Do pożaru doszło w miniony czwartek, około 13:40 w miejscowości Duszna Górka w gminie Krotoszyn. Na straż pożarną zadzwoniła około 40-letnia kobieta, która postanowiła rozpalić w piecu kaflowym, wykorzystując nasączoną benzyną szmatę. Wtedy nastąpił wybuch i pożar.
Na pomoc pierwsi ruszyli sąsiedzi, którzy przez okno wyciągnęli na zewnątrz 10-letniego chłopca. Dwie osoby: około 40-letnia kobieta i 16-letnia dziewczyna zostały uwięzione w budynku.
W obiekcie panowało duże zadymienie. Strażacy weszli do środka budynku, by dotrzeć do poszkodowanych. W jednym z pomieszczeń ratownicy odnaleźli nieprzytomną osobę, którą ewakuowali na zewnątrz i przekazali ratownikom medycznym. Do ostatniej osoby strażacy uzyskali dostęp, usuwając metalową kratę w oknie – relacjonuje straż pożarna w Krotoszynie.

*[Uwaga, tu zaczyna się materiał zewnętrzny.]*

PR #318, opened 2026-05-30
fix(eagle): avoid mutating drafter sequence lengths

XucSh:

### DIFF
--- a/python/tokenspeed/runtime/execution/drafter/eagle.py
+++ b/python/tokenspeed/runtime/execution/drafter/eagle.py
@@ -222,14 +222,6 @@ class Eagle(BaseDrafter):
 
         draft_first_step_reduce = forward_mode.is_decode()
 
-        if draft_first_step_reduce and self.attn_backend.support_kv_cache_prewrite:
-            # Trim seq_lens by rejected-draft count so the sliced decode
-            # query does not attend to dead positions.
-            correction = (self.spec_num_tokens - draft_input.accept_lengths).to(
-                self.draft_seq_lens_buf.dtype
-            )
-            self.draft_seq_lens_buf[:bs].sub_(correction)
-
         ctx = ForwardContext(
             attn_backend=self.attn_backend,
             token_to_kv_pool=self.token_to_kv_pool,


LorrinWWW (approved):

rjzhb:
Thank you for the fix. I overlooked this case before. The correction was originally added for Llama Eagle3's decode-kernel direct dispatch optimization (Q-slice + decode kernel on the prewrite-decode catch-up step): since the decode kernel has no causal mask, the seq_lens correction is required there to prevent the catch-up query from attending to the previous multi-step's rejected positions. Qwen3.5 NextN and DeepSeek NextN don't use this optimization, but they currently enter the same branch, which is where the bug originates.  I think this PR change alone can currently fix Qwen nextN, but it may cause minor errors in Llama Eagle3.

LorrinWWW:
Maybe a tentative walkaround is to remove this code block (what this PR did), and also change llama_eagle to post-attn-trim to make sure there is no correctness issue in main. And we can bring it back when we have a clean solution to localize the trim. Wdyt? @XucSh @rjzhb

rjzhb:
> Maybe a tentative walkaround is to remove this code block (what this PR did), and also change llama_eagle to post-attn-trim to make sure there is no correctness issue in main. And we can bring it back when we have a clean solution to localize the trim. Wdyt? @XucSh @rjzhb

Yeah, i think it does make sense.  

Then can delete the decode-kernel direct dispatch branch in `python/tokenspeed/runtime/models/llama_eagle3.py:189-212`, keeping only the `else` (standard PagedAttention call):

```python
if ctx.draft_first_step_reduce:
    # KV already written via fused_set_kv_buffer_arg above; slice Q
    # to one query per request and route attn as decode.
    q_rope = q_rope.index_select(0, ctx.gather_ids)
    attn_output = ctx.attn_backend.forward(
        q_rope,
        None,
        None,
        self.attn,
        out_cache_loc,
        ctx.token_to_kv_pool,
        ForwardMode.DECODE,
        ctx.bs,
        save_kv_cache=False,
    )
else:
    attn_output = self.attn(
        q_rope,
        None,
        None,
        save_kv_cache=False,
        ctx=ctx,
        out_cache_loc=out_cache_loc,
    )
```
image

And move this part to outside of if-else for post attn trim.

XucSh:
> Maybe a tentative walkaround is to remove this code block (what this PR did), and also change llama_eagle to post-attn-trim to make sure there is no correctness issue in main. And we can bring it back when we have a clean solution to localize the trim. Wdyt? @XucSh @rjzhb

Investigating the root cause, let's hold this PR for now.

LorrinWWW:
@XucSh will do a quick fix in a separate PR. And then work on refactoring.

LorrinWWW:
#335 as a temporary fix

Na miejscu lądował śmigłowiec LPR, zadysponowano również dwie karetki. 16-letnia dziewczyna nie oddychała. Podjęto reanimację, która trwała około 40 minut. Czynności życiowe wróciły i 16-latkę przewieziono do szpitala. Niestety następnego dnia nadeszły tragiczne wieści: dziewczyna zmarła.